Yesterday was the end of my first day in Nepal.  After a long journey from New York to Dubai to Nepal I finally made it to Khatmandu! The jet lag and homesickness are slowly drifting away as I discover the opportunities here. My project will include the development and proposal of an anti-trafficking project that focuses on prevention and victim healing. Let's hope I can remember some Anthropological interview and research skills!
Yesterday most of the day was spent doing our orientation.  The most exciting part of the day for me was our walk home from the office.  Walking through the streets of Nepal is a thrilling experience; motorcycles, cars, buses, bikes, and pedestrians coming at me in every direction.  As we came upon an intersection a police man was standing in the middle attempting to direct traffic but really just waving at no one as there is too much chaos for one man to control.  I take a breath, look both ways and run across the street at the next rare break in traffic.  Looking up, the telephone wires look like spider webs that all meet up in a bundle on the makeshift telephone poles or on the sides of buildings.
The roads here are redone every year because of the lack of infrastructure and proper building materials.  We walk through mud and avoid potholes on the side of the road as we dodge the oncoming traffic from all sides. I was advised by my fellow volunteers to buy a face mask for the pollution and once we started walking I understood why.  I was hit by a cloud of fumes, smog, and dust and noticed that even the locals cover their mouths and noses with a scarf or a face mask.
I ended my day with some momos, Nepali dumplings :) they were so delicious! And cheap! Tomorrow starts my first day of work with research about the trafficking situation in Nepal and developing a plan of action for community education. And tonight will be my first night with my first of three host families...
Not going to lie, this is my first blog so bear with me if my posts are jumbled and if my writing is not the best. I'm practicing!!

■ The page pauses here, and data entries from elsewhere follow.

PR #1480, opened 2025-09-15
Update Varnish Mixin to use modern libraries

schmikei:
Updates the Varnish Mxin to use more modern libaries and signals API

Overview
image
image

Logs Overview
image

Have some questions around why we're using irate and wanted to discuss before merging as of submission of this PR.


varnish-mixin/panels.libsonnet
```diff
@@ -0,0 +1,267 @@
...
+      // Backend connections timeseries
+      backendConnectionsPanel:
+        commonlib.panels.generic.timeSeries.base.new(
+          'Backend connections',
+          targets=[
+            signals.backend.backendConnectionsAccepted.asTarget(),
+            signals.backend.backendConnectionsRecycled.asTarget(),
+            signals.backend.backendConnectionsReused.asTarget(),
+            signals.backend.backendConnectionsBusy.asTarget(),
+            signals.backend.backendConnectionsUnhealthy.asTarget(),
```
schmikei: All these signals previously used the `irate()` function and I'm not quite sure how useful it is to know rate per second of the connection... I've currently translated as originally implemented but it seemed like we should maybe be displaying using `increase`. Happy to hear other thoughts, but just figured that knowing a whole number connection value here would be more user friendly/intuitive.

varnish-mixin/panels.libsonnet
```diff
@@ -0,0 +1,267 @@
...
+        + g.panel.timeSeries.fieldConfig.defaults.custom.stacking.withMode('normal'),
+
+      // Sessions timeseries
+      sessionsPanel:
+        commonlib.panels.generic.timeSeries.base.new(
+          'Sessions',
+          targets=[
+            signals.sessions.sessionsConnected.asTarget(),
+            signals.sessions.sessionsQueued.asTarget(),
+            signals.sessions.sessionsDropped.asTarget(),
```
schmikei: Same thing on usage of `irate` here which could be useful but feel as though the `increase` value may be more useful?

varnish-mixin/panels.libsonnet
Dasomeone: Agreed, and thank you for calling this out! I believe the later best-practices around the correct offset for `increase` actually stems from a discussion we had around a bug with the Varnish integration (or feedback related to it at least?) so I'm good with converting these to using increase.

varnish-mixin/panels.libsonnet
Dasomeone: +1, I agree with swapping them.

varnish-mixin/signals/backend.libsonnet
```diff
@@ -0,0 +1,96 @@
...
+      backendConnectionsRecycled: {
+        name: 'Backend connections recycled',
+        nameShort: 'Recycled',
+        type: 'counter',
+        description: 'Rate of recycled backend connections.',
+        unit: 'conn/s',
+        sources: {
+          prometheus: {
+            expr: 'varnish_main_backend_recycle{%(queriesSelector)s}',
+            rangeFunction: 'irate',
```
Dasomeone: Like you rightly pointed out, we can convert these to `increase()` using the proper offset and it should be a little more reliable than `irate()`

varnish-mixin/rows.libsonnet
```diff
@@ -0,0 +1,32 @@
...
+          // line of stat panels so width is generally small within the grid
+          this.grafana.panels.cacheHitRatePanel { gridPos+: { w: 3 } },
+          this.grafana.panels.frontendRequestsPanel { gridPos+: { w: 3 } },
+          this.grafana.panels.backendRequestsPanel { gridPos+: { w: 3 } },
+          this.grafana.panels.sessionsRatePanel { gridPos+: { w: 3 } },
+          this.grafana.panels.cacheHitsPanel { gridPos+: { w: 3 } },
+          this.grafana.panels.cacheHitPassPanel { gridPos+: { w: 3 } },
+          this.grafana.panels.sessionQueueLengthPanel { gridPos+: { w: 3 } },
+          this.grafana.panels.poolsPanel { gridPos+: { w: 3 } },
+
```
Dasomeone: Please split this into a separate row as we deliberately wanted the stat panels to be 4 units tall, while the current approach ends up being 8 units tall

varnish-mixin/panels.libsonnet
```diff
@@ -0,0 +1,275 @@
...
+      cacheHitPassPanel:
+        commonlib.panels.generic.stat.base.new(
+          'Cache hit pass',
+          targets=[
+            signals.cache.cacheHitPass.asTarget(),
+          ],
+          description='Rate of cache hits for pass objects (fulfilled requests that are not cached).'
+        )
+        + g.panel.stat.standardOptions.withUnit('/ sec')
+        + g.panel.stat.panelOptions.withTransparent(true),
```
Dasomeone: Please add this for consistency with the other stat panels 
```suggestion
        + g.panel.stat.options.withGraphMode('none')
 ```

File: varnish-mixin/panels.libsonnet [hunk 6]
```diff
@@ -0,0 +1,275 @@
...
+          + g.panel.gauge.standardOptions.threshold.step.withValue(80),
+        ])
+        + g.panel.gauge.options.withOrientation('auto')
+        + g.panel.gauge.options.withShowThresholdLabels(false)
+        + g.panel.gauge.options.withShowThresholdMarkers(true)
+        + g.panel.gauge.panelOptions.withDescription('Rate of cache hits to misses.')
+        + g.panel.gauge.panelOptions.withTransparent(true),
+
+      // Frontend requests stat
+      frontendRequestsPanel:
```
Dasomeone, line 39: for all the stat panels can you please modify them and the queries to be sums/stats across all instances such that the stat panels do not split into one each? Gets pretty cluttered pretty quickly with multiple instances

Image

This was a complaint we saw with the old Varnish mixin as well so easy to miss as it wasn't something we fixed

varnish-mixin/panels.libsonnet
```diff
@@ -0,0 +1,275 @@
...
+          targets=[
+            signals.threads.threadsFailed.asTarget() { interval: '2m' },
+            signals.threads.threadsCreated.asTarget() { interval: '2m' },
+            signals.threads.threadsLimited.asTarget() { interval: '2m' },
+            signals.threads.threadsTotal.asTarget(),
+          ],
+          description='Number of failed, created, limited, and current threads.'
+        )
+        + g.panel.timeSeries.standardOptions.withUnit('none')
+        + g.panel.timeSeries.fieldConfig.defaults.custom.withFillOpacity(0)
```
Dasomeone, line 272: Reminder here that we want at least `withFillOpacity(10)`, though `20` is perfectly fine as well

Saturday, September 13, 2014

Two Days 'til Takeoff


As an Anthropology major, it took me a long time to figure out what I was passionate about, besides the fact that knew I wanted to travel and help people.  It wasn't until I read the incredible book Half the Sky by Nicholas Kristof that I realized I was inspired by the stories of women who were able to break free from their everyday struggles to make a difference in their community, but also saddened by the many stories of women and girls who are not able to break free and who suffer everyday simply because of their gender.  I feel so lucky to have the opportunity to go to Nepal and work on a women's empowerment project, and more specifically focusing on anti-trafficking efforts.  Human slavery is one of the most unsettling and unacceptable issues of our time and though it is daunting, I am so excited to be able to volunteer for a cause that I am passionate about and to take that passion out of the classroom and into the real world.
I leave for my trip in less than two days, and though I can't stop thinking about how awesome it is that I am fulfilling my dream to travel and make a difference I am also thinking about all the friends and family I am leaving behind.  With butterflies in my stomach, I attempt to suppress my nerves, and take off to my new home for the next 12 weeks.